PROBLEM DETAILS
A line counts if it contains the word "using" at least once. State how many such lines the records contain, giving the number alone.

(SOURCE MATERIAL begins)

PR #6901, opened 2023-03-28
backend: allow specifying SSH host key algorithms to use for sftp

joelnb:

Add an option `host_key_algorithms` to the SFTP backend such that you can specify `--sftp-host-key-algorithms` as a list of SSH host key algorithms in preference order. For example:

```
--sftp-host-key-algorithms ssh-ed25519,ssh-rsa
```

This can be useful when working with hosts that have a non-standard SSH implementation or when you have a particular preference for a type of SSH host keys.

Yes but not by me.

I found this [forum thread](https://forum.rclone.org/t/simple-sftp-connection-fails-with-eof/35065/5) and I have the same issue with the SFTP backend against a Remarkable running dropbear SSH. While I agree with comments by `ncw` in that thread that this is potentially an issue on the server side I would much prefer a client side fix given that the server side is a proprietary solution. I think that this change is a reasonable one to allow us (`Silver7845` from the forum and myself) to work around the issue without being too specific to the problem we have - there is no change in behaviour unless specifying the new option and there are other reasons why a user may wish to specify a specific list of SSH host key algorithms.

With this change (and using the example option from above) I can connect to the Remarkable device just fine.

#### Checklist

##### Tests

I did not add any tests because there does not seem to be anywhere in this folder to fit this in. If I have got that wrong please let me know and I will do my best to get something added.

### DIFF
--- a/backend/sftp/sftp.go
+++ b/backend/sftp/sftp.go
@@ -370,6 +370,20 @@ Example:
     umac-64-etm@openssh.com umac-128-etm@openssh.com hmac-sha2-256-etm@openssh.com
 `,
 			Advanced: true,
+		}, {
+			Name:    "host_key_algorithms",
+			Default: fs.SpaceSepList{},
+			Help: `Space separated list of host key algorithms, ordered by preference.
+
+At least one must match with server configuration. This can be checked for example using ssh -Q HostKeyAlgorithms.
+
+Note: This can affect the outcome of key negotiation with the server even if server host key validation is not enabled.
+
+Example:
+
+    ssh-ed25519 ssh-rsa ssh-dss
+`,
+			Advanced: true,
 		}},
 	}
 	fs.Register(fsi)
@@ -408,6 +422,7 @@ type Options struct {
 	Ciphers                 fs.SpaceSepList `config:"ciphers"`
 	KeyExchange             fs.SpaceSepList `config:"key_exchange"`
 	MACs                    fs.SpaceSepList `config:"macs"`
+	HostKeyAlgorithms       fs.SpaceSepList `config:"host_key_algorithms"`
 }
 
 // Fs stores the interface to the remote SFTP files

(SOURCE MATERIAL ends)

TASK OUTPUT
2